## Problem statement:
Report each line of the entries that contains the word "polling", copied in full.

(Stored items)
——

Issue #2013, opened 2024-01-05
Add polling to the relay tests in order to stabilize them.


ebadiere:
### Description

There is a lag between when a transaction is executed on the consensus node vs when it is available in the mirror node.  To overcome this a polling mechanism was added in the smart contracts tests.  Apply a similar solution for the relay tests.

### Steps to reproduce

1. Run the `acceptancetest:api_batch3` tests against the local node.
2. Notice the number of test failures.
Most of these pass when the test run is slowed down.  

### Hedera network

other

### Version

v0.39.0

### Operating system

macOS

PR #2028, opened 2024-01-09
Extracted eth_call to helper to support polling.

ebadiere:
**Description**:
Adds polling to avoid using hardcoded delays.

**Related issue(s)**: #2013 

Fixes #


packages/server/tests/helpers/utils.ts
```diff
@@ -150,4 +152,19 @@ export class Utils {
     }
     return res.toString();
   };
+
+  static ethCall = async (
+    relay: RelayClient,
+    callData: { from: string; to: any; gas: string; data: string },
+    requestId: string,
```
Nana-EC, line 159: Add block as a param, right now you've defaulted to `latest` with no way to modify

packages/server/tests/helpers/utils.ts
```diff
@@ -150,4 +152,19 @@ export class Utils {
     }
     return res.toString();
   };
+
+  static ethCall = async (
```
Nana-EC, line 156: Update name to make clear there's a retry e.g ethCallWRetries or something.
We want to make sure people use this method only when they want retries

Nana-EC (commented):

packages/server/tests/helpers/utils.ts
ebadiere: Done.

packages/server/tests/helpers/utils.ts
ebadiere: Done.

packages/server/tests/helpers/utils.ts
```diff
@@ -150,4 +153,39 @@ export class Utils {
...
+      await new Promise((r) => setTimeout(r, 2000));
+      res = await relay.call(RelayCall.ETH_ENDPOINTS.ETH_CALL, [callData, blockNumber], requestId);
+      numberOfCalls++;
+    }
+    return res;
+  };
+
+  // Handles the odd case where the contract is loading in the factory but for some reason
+  // ethers is not able to deploy it.  The ethers deploy returns a 4001 error.
+  static deployContract = async (contractFactory: ContractFactory): Promise<ethers.Contract> => {
```
Nana-EC, line 175: This method will indefinitely retry under the right circumstances.
You should limit the number if retries and update the method name appropriately.

Nana-EC (changes requested):

packages/server/tests/helpers/utils.ts
ebadiere: Fixed.

ebadiere:
Rebased too many changes.  Cherry-picked relevant commits into a new PR: https://github.com/hashgraph/hedera-json-rpc-relay/pull/2031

——

## Task result:
Add polling to the relay tests in order to stabilize them.
There is a lag between when a transaction is executed on the consensus node vs when it is available in the mirror node.  To overcome this a polling mechanism was added in the smart contracts tests.  Apply a similar solution for the relay tests.
Extracted eth_call to helper to support polling.
Adds polling to avoid using hardcoded delays.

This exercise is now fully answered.